Changes on Belize International Business Companies Act
Belize has made changes on its International Business Companies Act aiming to maintain its financial services industry in the changing and increasingly regulated international environment. All changes made, were carefully crafted under the address of OECD requirements while at the same time minimizing their impact on investors.
Similar external pressures in other jurisdictions have often required the surrender of sensitive client information to the government. However, while additional client information is now required, in Belize this can instead be simply kept at the Registered Office of the Company.
A number of changes have been made and these are summarized below with comments. In general, we feel that the changes made are likely to have less impact on most clients than the changes seen in a variety of other jurisdictions. These changes will be imposed immediately on all new incorporations, but existing companies have a One Year grace period to comply with these new provisions of the law.
The Belize IBC Amendment Act (2017) are:
- Elimination of Bearer Shares
Most companies incorporated over the last several years are not authorized to issue Bearer Shares. Bearer Shares have also been ‘frozen’ in Belize for many years by the requirement that they be held at the offices of the Registered Agent.
Very few clients use Bearer Shares anymore, especially with modern banking requirements.
This amendment establishes the prohibition of issuing bearer shares. Every company that has issued bearer shares shall, within One year, (up to July 2018) convert such shares into registered shares and cancel all bearer share certificates issued. Any bearer shares which have not been converted and canceled within this period will be declared null and void. The penalty for not fulfilling this requirement is of US$5,000 for each day of such failure to comply.
- Mandatory Register of Directors
This change will also have relatively little effect on most clients. It is now a legal requirement to keep a Register of Directors and maintain a copy of the Register at the Registered Office. Penalties are provided for non-compliance.
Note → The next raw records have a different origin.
PR #8549, opened 2023-07-24
Desktop: Fixes #6055: Preserve empty newlines created by pressing Enter repeatedly in the rich text editor

### LINKED ISSUE #6055: Selecting 'enter' does not Create Line Break [WYSIWYG editor]
## Environment

Joplin version: 2.6.10
Platform: Linux
OS specifics: Ubuntu 21.10/Linux Kernel 5.13

## Steps to reproduce

1. Create a new note
2. Create a random unformatted list
3. Attempt to create a line break in the WYSIWYG editor by selecting 'enter'
4. Select another existing note
5. Select back to the newly created note
6. Confirm that the line break formatting is gone

I would expect that when selecting 'enter' a < br > would be created from a markdown perspective, and that the formatting would be retained. Currently, selecting 'enter' is purely cosmetic and is only retained until another note is selected, which is very confusing from a user perspective.

This is a copy of #5596.

personalizedrefrigerator:
# Summary
Fixes #6055.

TinyMCE was outputting `<p></p>` for empty newlines, which is both ignored by `turndown` and renders to an element with zero height.

Using `extended_valid_elements` rather than `valid_elements` to allow additional HTML elements, however, causes TinyMCE to output `<p>&nbsp;</p>` instead. This can be handled by TinyMCE without breaking existing tests that rely on TinyMCE ignoring empty `<p>` elements.

**Note**: This does *not* fix the issue where repeated newlines created by shift+enter are lost.

# Testing

1. Open the rich text editor
2. Create a new note with several empty **paragraphs**
    - Note: In an empty new note, TinyMCE creates empty `<div>`s instead of empty paragraphs. It may be necessary to add a non-empty line to the note and switch to another note before pressing enter adds paragraphs.
4. Switch to the markdown editor
5. Switch back to the rich text editor

In step 4, the same number of empty paragraphs should be present as in step 2.

Additionally, to verify that custom elements are still supported,
1. Open the markdown editor in a new note
2. Add a custom element (e.g. `<x-custom-element>test</x-custom-element>`)
3. Switch to the rich text editor
4. Update the content of the custom element
6. Switch back to the markdown editor.

To verify that KaTeX rendering still works:
1. Create a new math block with the following KaTeX: `$$ \int_0^1 x^2 dx $$`

### DIFF
--- a/packages/app-cli/tests/html_to_md/paragraph_with_nonbreaking_space.html
+++ b/packages/app-cli/tests/html_to_md/paragraph_with_nonbreaking_space.html
@@ -1,0 +1,3 @@
+<p>Paragraphs with a single nonbreaking space should be preserved:</p>
+<p>&nbsp;</p>
+<p>&nbsp;</p>
--- a/packages/app-cli/tests/html_to_md/paragraph_with_nonbreaking_space.md
+++ b/packages/app-cli/tests/html_to_md/paragraph_with_nonbreaking_space.md
@@ -1,0 +1,5 @@
+Paragraphs with a single nonbreaking space should be preserved:
+
+&nbsp;
+
+&nbsp;
--- a/packages/app-desktop/gui/NoteEditor/NoteBody/TinyMCE/TinyMCE.tsx
+++ b/packages/app-desktop/gui/NoteEditor/NoteBody/TinyMCE/TinyMCE.tsx
@@ -578,8 +578,12 @@ const TinyMCE = (props: NoteBodyEditorProps, ref: any) => {
 				icons_url: 'gui/NoteEditor/NoteBody/TinyMCE/icons.js',
 				plugins: 'noneditable link joplinLists hr searchreplace codesample table',
 				noneditable_noneditable_class: 'joplin-editable', // Can be a regex too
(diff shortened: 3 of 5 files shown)


laurent22:
I wonder how this change affects the Web Clipper? There are often a lot of empty elements and newlines that are left after conversion, probably because certain elements are removed. If we now preserve more newlines, I wonder if it will create Markdown text with a lot of extra newlines compared to what we have now. Could you do some tests for this please?

personalizedrefrigerator:
I've tested with
1. https://learn.microsoft.com/en-us/sharepoint/dev/general-development/how-to-avoid-getting-throttled-or-blocked-in-sharepoint-online
2. https://www.usa.gov/file-taxes
3. http://neuralnetworksanddeeplearning.com/chap2.html
4. https://github.com/laurent22/joplin
5. https://en.wikipedia.org/wiki/Multinomial_theorem

I searched for (with ctrl+F) and didn't find any `&nbsp;`s in the converted Markdown.

(In `3` and `5`, however, math->KaTeX conversion failed, and in 2, 4, and 5, images within links failed, but neither of these are new issues — they seem to be present in v2.11.)

laurent22:
Ok, sounds good then!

All companies will be required to produce a Register of Directors and a Register of Beneficial Owners, both to be kept at the registered office in Belize and upon a request made by the competent authority, the registered agent shall produce the requested registers within 24 hours of the request.
A company that contravenes the requirement to produce the register of directors is liable to a penalty of USD$25 per each day and for the register of beneficial owners $500 for each day. In both cases, any director who knowingly permits the contravention is liable to a similar penalty.
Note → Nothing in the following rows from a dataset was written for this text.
PR #8569, opened 2023-07-27
Chore: Mobile: Tests: Fix CodeMirror-related error messages 

personalizedrefrigerator:
# Summary

As per https://github.com/jsdom/jsdom/issues/3002#issue-652790925, this pull request mocks `document.createRange` such that it returns an object with a `getClientRects` method (as expected by CodeMirror), rather than logging an error to the console.

# Notes
This pull request **also** switches the mobile test environment completely to `jsdom`. Most tests already overrode the default `node` test environment and the other tests pass with the `jsdom` environment.

This change allows `jest.setup.js` to modify the DOM and also means that we no longer have to patch `eslint` to ignore `@jest-environment` block comments.


laurent22:
It seems this change is causing jsdom-related errors in other unrelated packages

personalizedrefrigerator:
> It seems this change is causing jsdom-related errors in other unrelated packages

Thank you for catching this! One of the `renderer` tests was changed that shouldn't have been.

I've restored one of the `@jest-environment` blocks and the patch to `eslint`. The `renderer` tests should now pass.

PR #9325, opened 2023-11-16
Mobile: Resolves #9194: Add indent unit setting

### LINKED ISSUE #9194: CodeMirror 6: Inconsistent indentation between mobile and desktop
## Environment

Joplin version: 2.13
Platform: mobile, desktop
OS specifics: iOS, Ubuntu 23.10

## Steps to reproduce

1. Open the mobile app
2. Type `test` on a new line
3. Press the indent button
4. Open the desktop app
5. Type `test` on a new line
6. Press <kbd>ctl</kbd>+<kbd>]</kbd> (or otherwise indent)

Both  should be indented with tabs or both should be indented with spaces.

Currently, mobile indents with spaces, desktop with tabs.

To be compatible with existing notes, we should probably provide an option to indent with spaces or tabs.

personalizedrefrigerator:
# Summary

At present, the mobile editor defaults to space indentation while the desktop editor defaults to tab indentation. There is no way to configure the mobile editor to use the same indentation unit as the desktop editor (perhaps without installing a plugin on desktop to make it indent with spaces).

This pull request adds a setting to the mobile app to allow configuring the indent unit. To preserve the current mobile behavior, this setting defaults to space indentation. In a future version, it may make sense to change the default to be tab indentation to be consistent with the desktop app.

Resolves #9194.

# Testing

**In the mobile app**:
1. Create a new note
2. Type `Test`
3. Indent by pressing the indent button in the markdown toolbar
    - Should be indented with four spaces
5. Go to settings > note and change the indent unit to tabs
6. Open the note again
7. De-indent `Test`
8. Re-indent `Test` by pressing the indent button
    - Should be indented with tabs

Tested on an iOS 17 simulator.

**Regression testing in the desktop app**
1. Enable the beta editor
2. Open a note
3. Indent a line with <kbd>ctrl</kbd>-<kbd>]</kbd> (<kbd>cmd</kbd>-<kbd>]</kbd> on MacOS) 
    - Should be indented with tabs.

Tested on MacOS.

### DIFF
--- a/packages/app-desktop/gui/NoteEditor/NoteBody/CodeMirror/v6/CodeMirror.tsx
+++ b/packages/app-desktop/gui/NoteEditor/NoteBody/CodeMirror/v6/CodeMirror.tsx
@@ -375,7 +375,7 @@ const CodeMirror = (props: NoteBodyEditorProps, ref: ForwardedRef<NoteBodyEditor
 			ignoreModifiers: true,
 			spellcheckEnabled: Setting.value('editor.spellcheckBeta'),
 			keymap: keyboardMode,
-			indentWithTabs: true,
+			indentUnit: '\t',
 		};
 	}, [
 		props.contentMarkupLanguage, props.disabled, props.visiblePanes,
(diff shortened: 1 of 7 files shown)


laurent22:
I'm not so keen to add an option for this at this point, especially since it never really came up. I guess users are fine with whatever the indentation is since this is a note editor and not a code editor. If we change something we should indeed make it consistent everywhere so if the desktop app uses tabs, the mobile app should too.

The existing Belize companies, meaning companies registered prior to the commencement of this Act, will have One year (up to July 2018) to file its register of directors and beneficial owners at the registered office.
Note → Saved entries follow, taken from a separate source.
PR #9334, opened 2023-11-17
Mobile: Support sharing notes as PDFs

personalizedrefrigerator:
# Summary

- Sets up `expo` in the mobile app.
    - The `expo` package seems to be required to use other expo packages. ([Setup guide](https://docs.expo.dev/bare/overview/))
- Uses `expo-print` to save notes as PDFs

# Notes

- `expo` requires a minimum iOS version of 13.0. It also requires a newer `gradle` plugin version in the Android project. [See the setup guide](https://docs.expo.dev/bare/overview/)
- `expo` seems to include several additional libraries (e.g. [`expo-file-system`](https://docs.expo.dev/versions/latest/sdk/filesystem/)). The following should be verified
    - [ ] This does not significantly increase the built application size
    - [ ] This does not significantly increase startup time.

## Why use `expo`?

I'm hopeful that we will be able to eventually use `expo` for:
- Background sync (with [`expo-task-manager`](https://docs.expo.dev/versions/latest/sdk/task-manager/))
- Deferring load of CodeMirror/js-draw bundles to improve startup time (with [`expo-asset`](https://docs.expo.dev/versions/latest/sdk/asset/))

- Register of Beneficial Owner
This is one of two major changes and was included to meet OECD requirements. It is required in addition to the Register of Members (Shareholders).
Unlike many other jurisdictions, this change has been implemented in Belize with a requirement to have this information only at the Registered Office of the company. There is no requirement that it be filed with the government at the Companies Registry.
The law requires that the directors of the company ensure that the information contained in the Register of Beneficial Owners is kept up to date. This may be done either in electronic form or any other form approved by the directors. Very substantial penalties are provided for non-compliance and both the company and the directors would be liable for such penalties.
All entities are obliged to file a Register of Directors as well as a Register of Beneficial Owners, which will remain at the registered office in Belize. Furthermore, in case a competent authority requests it, the registered agent will have to present the registers within 24 hours.
Companies that fail to present the Register of Directors face the possibility of a USD$25 fine per day, while not producing the register of beneficial owners may raise the penalty to $500 per day. Should a director be proved to cause or even allow actively, such actions is liable to similar penalties.
The standing Belize companies – that is, companies already registered before the commencement of this Act – have One year (up to July 2018) to file their register of directors and beneficial owners.
These amendments will apply immediately to all new companies.
As noted previously, existing companies are given a grace period of One Year to bring themselves into compliance.